Division of Biology and Genetics, Department of Molecular and Translational Medicine, School of Medicine, University of Brescia, Viale Europa 11, 25123, Brescia, Italy.
Division of Dermatology, Department of Clinical and Experimental Sciences, Spedali Civili University Hospital, Brescia, Italy.
Orphanet J Rare Dis. 2017 Sep 7;12(1):153. doi: 10.1186/s13023-017-0704-3.
Spondylodysplastic EDS (spEDS) is a rare connective tissue disorder that groups the phenotypes caused by biallelic B4GALT7, B3GALT6, and SLC39A13 mutations. In the 2017 EDS nosology, minimal criteria (general and gene-specific) for a clinical suspicion of spEDS have been proposed, but molecular analysis is required to reach a definite diagnosis. The majority of spEDS patients presented with short stature, skin hyperextensibility, facial dysmorphisms, peculiar radiological findings, muscle hypotonia and joint laxity and/or its complications. To date only 7 patients with β4GALT7-deficiency (spEDS-B4GALT7) have been described and their clinical data suggested that, in addition to short stature and muscle hypotonia, radioulnar synostosis, hypermetropia, and delayed cognitive development might be a hallmark of this specific type of spEDS. Additional 22 patients affected with an overlapping phenotype, i.e., Larsen of Reunion Island syndrome, all carrying a homozygous B4GALT7 mutation, are also recognized.

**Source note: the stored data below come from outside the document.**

PR #1396, opened 2021-07-13
Set of extra ignored diagnostics for REPL mode

### LINKED ISSUE #469: Throwing error makes all future code unreachable
```
> throw new Error('Hi GH')
[eval].ts:2
throw new Error('Hi GH');
^

Error: Hi GH
    at [eval].ts:2:7
    at ContextifyScript.Script.runInContext (vm.js:59:29)
    at ContextifyScript.Script.runInNewContext (vm.js:65:15)
    at _eval (C:\Users\CorbinCrutchley\AppData\Roaming\npm\node_modules\ts-node\dist\_bin.js:181:29)
    at REPLServer.replEval (C:\Users\CorbinCrutchley\AppData\Roaming\npm\node_modules\ts-node\dist\_bin.js:220:18)
    at bound (domain.js:301:14)
    at REPLServer.runBound [as eval] (domain.js:314:12)
    at REPLServer.onLine (repl.js:441:10)
    at emitOne (events.js:116:13)
    at REPLServer.emit (events.js:211:7)
> let a = 5
Thrown: ⨯ Unable to compile TypeScript
[eval].ts (1,1): Unreachable code detected. (7027)
```

This behavior is not present in the `node` REPL.

### LINKED ISSUE #729: Can't redefine a function
(Similar but possibly different / easier than https://github.com/TypeStrong/ts-node/issues/472)

A popular workflow in the Lisp/Clojure community is "REPL-driven development", by which you develop things at the REPL first, repeatedly (re)defining functions at a granular level, until each function is deemed correct.

Errors like `[eval].ts(17,10): error TS2393: Duplicate function implementation.` impair this workflow, and make `ts-node` less useful for such a crowd.

Is there any way to disable this behavior?

Thanks - Victor

### LINKED ISSUE #850: noUnusedLocals causes problems working in repl
When ts-node is launched in console mode the `noUnusedLocals` option causes problems and makes the console hard to use:

```
$ ts-node
> import {ZnsDomain} from './lib/models'
[eval].ts:1:1 - error TS6133: 'ZnsDomain' is declared but its value is never read.

1 import {ZnsDomain} from './lib/models'
  ~~~~~~~~~~~~~~~~~~~~~~~~~~~~~~~~~~~~~~

undefined
```

Can we ignore this compiler option when running in console mode or find any other workaround?

### LINKED ISSUE #1120: Set of extra ignored diagnostics for REPL mode
In various tickets, users point out TS diagnostics that are annoying in the REPL.  I wonder if we should have a set of diagnostics to be ignored only in the REPL, only in the `eval.ts` file.  It could be enabled with a `--loose-repl` flag, or we could add it as an `--experimental-loose-repl` flag and make it default in a future major version.

The idea is to put links to those tickets here as I find them, sorta like an Epic for improving the REPL diagnostics experience.

Tickets:
#729 (though a proper solution to this is somehow removing the old function declarations which is probably way too complex)
#850
#469

cspotcode:
Closes #1120 
Closes #729
Closes #850
Closes #469

Refactors diagnostic-ignoring logic to support per-file filters.

REPL can add a filter which applies *only* to the REPL's virtual file and removes diagnostics which are annoying in interactive mode.  For example, "unreachable code" and "duplicate function declaration"

Also refactors some test macros

### DIFF
--- a/src/bin.ts
+++ b/src/bin.ts
@@ -205,7 +205,7 @@ export function main(
       repl: createRepl({
         state,
         composeWithEvalAwarePartialHost: evalAwarePartialHost,
-        ignoreExtraDiagnostics: false,
+        ignoreDiagnosticsThatAreAnnoyingInInteractiveRepl: false,
       }),
     };
     ({ evalAwarePartialHost } = evalStuff.repl);
@@ -221,7 +221,7 @@ export function main(
       repl: createRepl({
         state,
         composeWithEvalAwarePartialHost: evalAwarePartialHost,
-        ignoreExtraDiagnostics: false,
+        ignoreDiagnosticsThatAreAnnoyingInInteractiveRepl: false,
       }),
     };
     ({ evalAwarePartialHost } = stdinStuff.repl);
--- a/src/bin.ts
+++ b/src/bin.ts
@@ -205,6 +205,7 @@ export function main(
       repl: createRepl({
         state,
         composeWithEvalAwarePartialHost: evalAwarePartialHost,
+        ignoreExtraDiagnostics: false,
       }),
     };
     ({ evalAwarePartialHost } = evalStuff.repl);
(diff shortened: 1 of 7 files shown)


cspotcode:
I gave this some more thought; I feel good enabling by default in a minor release.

Herein, we report on a 30-year-old Moroccan woman who fitted the minimal criteria to suspect spEDS, but lacked radioulnar synostosis and intellectual disability and presented with neurosensorial hearing loss and limb edema of lymphatic origin. Sanger sequencing of B4GALT7 was performed since the evaluation of the spEDS gene-specific minor criteria suggested this specific subtype. Mutational screening revealed the homozygous c.829G>T, p.Glu277* pathogenetic variant leading to aberrant splicing.
Our findings expand both the clinical and mutational spectrum of this ultrarare connective tissue disorder. The comparison of the patient's features with those of the other spEDS and Larsen of Reunion Island syndrome patients reported up to now offers future perspectives for spEDS nosology and clinical research in this field.
Spondylodysplastic EDS(spEDS)是一种罕见的结缔组织疾病,它将由双等位基因 B4GALT7、B3GALT6 和 SLC39A13 突变引起的表型分组。在 2017 年的 EDS 分类学中,提出了 spEDS 临床疑似的最低标准(一般和基因特异性),但需要进行分子分析才能做出明确的诊断。大多数 spEDS 患者表现为身材矮小、皮肤过度伸展性、面部畸形、特殊的影像学发现、肌肉张力减退和/或关节松弛及其并发症。迄今为止,仅描述了 7 例β4GALT7 缺陷(spEDS-B4GALT7)患者,其临床数据表明,除身材矮小和肌肉张力减退外,桡尺骨融合、远视和认知发育迟缓可能是这种特定类型 spEDS 的标志。还认识到另外 22 例具有重叠表型的患者,即留尼汪岛的 Larsen 综合征,均携带纯合的 B4GALT7 突变。
本文报告了一位 30 岁的摩洛哥女性,她符合怀疑 spEDS 的最低标准,但缺乏桡尺骨融合和智力残疾,表现为感觉神经性听力损失和淋巴起源的肢体水肿。由于评估 spEDS 基因特异性次要标准提示了这种特定亚型,因此对 B4GALT7 进行了 Sanger 测序。突变筛查显示纯合 c.829G>T,p.Glu277*致病变异导致异常剪接。
我们的发现扩展了这种超罕见结缔组织疾病的临床和突变谱。将患者的特征与迄今为止报道的其他 spEDS 和留尼汪岛的 Larsen 综合征患者的特征进行比较,为 spEDS 分类学和该领域的临床研究提供了未来的前景。